Collected data:
◇ ◇ ◇ ◇ ◇

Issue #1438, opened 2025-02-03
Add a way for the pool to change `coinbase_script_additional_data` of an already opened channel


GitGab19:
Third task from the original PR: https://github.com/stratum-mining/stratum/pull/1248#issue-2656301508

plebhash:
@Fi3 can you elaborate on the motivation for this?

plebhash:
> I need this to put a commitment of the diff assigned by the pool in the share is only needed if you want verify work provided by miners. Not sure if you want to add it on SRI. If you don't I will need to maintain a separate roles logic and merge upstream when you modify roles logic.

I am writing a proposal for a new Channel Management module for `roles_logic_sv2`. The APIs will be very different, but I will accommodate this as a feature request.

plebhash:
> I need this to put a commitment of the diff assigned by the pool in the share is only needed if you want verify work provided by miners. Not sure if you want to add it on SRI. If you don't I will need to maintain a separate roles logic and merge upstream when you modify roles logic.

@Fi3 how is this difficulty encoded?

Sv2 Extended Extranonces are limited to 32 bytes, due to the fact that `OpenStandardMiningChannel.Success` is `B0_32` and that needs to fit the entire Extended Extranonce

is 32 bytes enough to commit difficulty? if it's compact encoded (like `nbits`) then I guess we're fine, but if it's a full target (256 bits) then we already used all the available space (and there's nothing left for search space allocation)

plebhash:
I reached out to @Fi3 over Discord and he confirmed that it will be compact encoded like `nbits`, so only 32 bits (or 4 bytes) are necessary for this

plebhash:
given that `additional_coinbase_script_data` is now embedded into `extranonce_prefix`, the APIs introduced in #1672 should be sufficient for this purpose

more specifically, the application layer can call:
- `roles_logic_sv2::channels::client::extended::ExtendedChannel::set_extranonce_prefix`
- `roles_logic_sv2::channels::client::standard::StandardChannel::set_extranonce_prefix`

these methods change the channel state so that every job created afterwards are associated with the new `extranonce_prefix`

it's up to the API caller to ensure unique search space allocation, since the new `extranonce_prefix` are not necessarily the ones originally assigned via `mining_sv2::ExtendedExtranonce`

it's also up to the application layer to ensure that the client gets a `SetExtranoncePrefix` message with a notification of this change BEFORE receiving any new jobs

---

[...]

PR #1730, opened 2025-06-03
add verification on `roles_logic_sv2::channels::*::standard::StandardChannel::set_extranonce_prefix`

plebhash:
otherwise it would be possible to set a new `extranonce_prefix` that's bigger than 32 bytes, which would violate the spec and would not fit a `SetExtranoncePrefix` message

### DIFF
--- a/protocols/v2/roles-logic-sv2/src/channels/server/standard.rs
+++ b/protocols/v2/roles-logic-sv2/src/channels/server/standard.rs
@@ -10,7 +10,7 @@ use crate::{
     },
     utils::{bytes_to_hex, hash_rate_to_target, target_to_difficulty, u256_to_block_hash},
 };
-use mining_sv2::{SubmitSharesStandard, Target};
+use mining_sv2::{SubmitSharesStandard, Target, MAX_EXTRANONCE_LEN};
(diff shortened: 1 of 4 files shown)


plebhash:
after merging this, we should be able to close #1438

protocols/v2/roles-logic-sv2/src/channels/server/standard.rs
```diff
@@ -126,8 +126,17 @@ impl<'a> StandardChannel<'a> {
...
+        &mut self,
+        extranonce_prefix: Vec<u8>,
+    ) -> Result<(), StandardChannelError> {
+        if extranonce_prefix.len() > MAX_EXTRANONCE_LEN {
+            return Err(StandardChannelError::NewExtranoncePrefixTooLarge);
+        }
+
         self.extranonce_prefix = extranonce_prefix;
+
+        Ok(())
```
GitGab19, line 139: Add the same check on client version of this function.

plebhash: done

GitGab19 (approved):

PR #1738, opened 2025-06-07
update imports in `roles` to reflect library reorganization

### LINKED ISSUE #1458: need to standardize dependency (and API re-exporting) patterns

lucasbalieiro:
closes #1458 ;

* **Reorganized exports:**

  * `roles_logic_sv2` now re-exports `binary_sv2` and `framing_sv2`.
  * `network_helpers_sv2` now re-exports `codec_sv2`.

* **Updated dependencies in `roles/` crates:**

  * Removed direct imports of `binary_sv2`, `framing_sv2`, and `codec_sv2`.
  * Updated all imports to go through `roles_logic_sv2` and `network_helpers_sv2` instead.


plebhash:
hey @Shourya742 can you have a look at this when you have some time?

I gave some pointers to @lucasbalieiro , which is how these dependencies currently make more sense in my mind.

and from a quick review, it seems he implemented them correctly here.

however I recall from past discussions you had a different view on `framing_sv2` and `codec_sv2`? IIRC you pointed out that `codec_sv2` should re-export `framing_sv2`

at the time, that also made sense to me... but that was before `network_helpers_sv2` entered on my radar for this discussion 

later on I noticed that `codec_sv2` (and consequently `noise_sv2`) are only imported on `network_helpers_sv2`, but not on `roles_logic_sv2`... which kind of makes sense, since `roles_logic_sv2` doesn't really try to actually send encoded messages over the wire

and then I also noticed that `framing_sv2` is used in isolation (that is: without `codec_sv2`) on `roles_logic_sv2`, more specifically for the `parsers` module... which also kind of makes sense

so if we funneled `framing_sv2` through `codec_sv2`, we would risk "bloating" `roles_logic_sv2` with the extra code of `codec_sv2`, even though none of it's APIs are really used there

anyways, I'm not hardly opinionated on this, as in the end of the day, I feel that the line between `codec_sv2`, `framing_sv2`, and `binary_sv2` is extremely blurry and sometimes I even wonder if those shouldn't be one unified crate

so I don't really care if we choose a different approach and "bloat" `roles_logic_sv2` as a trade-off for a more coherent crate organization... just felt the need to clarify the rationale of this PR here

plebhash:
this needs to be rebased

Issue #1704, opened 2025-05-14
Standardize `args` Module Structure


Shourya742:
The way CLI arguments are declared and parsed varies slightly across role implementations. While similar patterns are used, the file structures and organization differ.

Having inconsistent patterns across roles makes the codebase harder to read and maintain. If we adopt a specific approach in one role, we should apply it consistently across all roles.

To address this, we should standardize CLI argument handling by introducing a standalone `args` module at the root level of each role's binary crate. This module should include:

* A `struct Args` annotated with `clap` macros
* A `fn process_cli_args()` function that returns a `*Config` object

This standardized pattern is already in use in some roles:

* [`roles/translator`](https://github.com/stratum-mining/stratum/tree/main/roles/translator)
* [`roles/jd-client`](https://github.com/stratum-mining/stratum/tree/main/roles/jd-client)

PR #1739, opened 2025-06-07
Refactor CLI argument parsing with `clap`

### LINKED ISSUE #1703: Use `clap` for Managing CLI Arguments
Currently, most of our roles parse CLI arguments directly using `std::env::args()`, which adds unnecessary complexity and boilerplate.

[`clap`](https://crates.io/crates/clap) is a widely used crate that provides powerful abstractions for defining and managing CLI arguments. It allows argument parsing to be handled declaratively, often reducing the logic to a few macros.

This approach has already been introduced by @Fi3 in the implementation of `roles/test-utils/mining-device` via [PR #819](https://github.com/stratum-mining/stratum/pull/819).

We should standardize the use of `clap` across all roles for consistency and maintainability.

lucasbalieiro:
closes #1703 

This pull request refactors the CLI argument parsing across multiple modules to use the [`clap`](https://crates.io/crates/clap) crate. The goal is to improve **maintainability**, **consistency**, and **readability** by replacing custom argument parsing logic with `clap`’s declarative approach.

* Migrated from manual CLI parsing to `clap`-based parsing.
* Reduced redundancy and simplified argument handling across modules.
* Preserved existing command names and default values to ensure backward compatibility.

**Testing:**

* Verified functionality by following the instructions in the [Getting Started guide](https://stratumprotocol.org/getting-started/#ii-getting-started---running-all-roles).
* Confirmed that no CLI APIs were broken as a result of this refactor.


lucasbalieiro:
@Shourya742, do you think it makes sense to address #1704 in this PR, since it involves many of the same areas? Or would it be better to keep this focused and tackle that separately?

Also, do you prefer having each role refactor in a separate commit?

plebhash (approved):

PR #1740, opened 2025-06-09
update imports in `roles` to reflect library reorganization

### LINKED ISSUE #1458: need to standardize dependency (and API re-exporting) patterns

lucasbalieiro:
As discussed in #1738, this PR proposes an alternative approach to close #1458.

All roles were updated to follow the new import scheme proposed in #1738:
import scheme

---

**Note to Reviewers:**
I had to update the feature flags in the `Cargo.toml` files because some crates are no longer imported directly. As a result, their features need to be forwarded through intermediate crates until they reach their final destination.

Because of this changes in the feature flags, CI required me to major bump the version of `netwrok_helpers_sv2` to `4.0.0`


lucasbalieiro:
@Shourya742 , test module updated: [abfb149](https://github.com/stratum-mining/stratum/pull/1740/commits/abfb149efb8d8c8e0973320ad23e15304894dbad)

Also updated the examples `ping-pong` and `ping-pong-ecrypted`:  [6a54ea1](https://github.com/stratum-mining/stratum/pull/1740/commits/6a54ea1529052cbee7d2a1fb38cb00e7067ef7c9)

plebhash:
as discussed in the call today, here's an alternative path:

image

◇ ◇ ◇ ◇ ◇

Whenever a line of the data includes the word "version", show that line in full.

GitGab19, line 139: Add the same check on client version of this function.
Because of this changes in the feature flags, CI required me to major bump the version of `netwrok_helpers_sv2` to `4.0.0`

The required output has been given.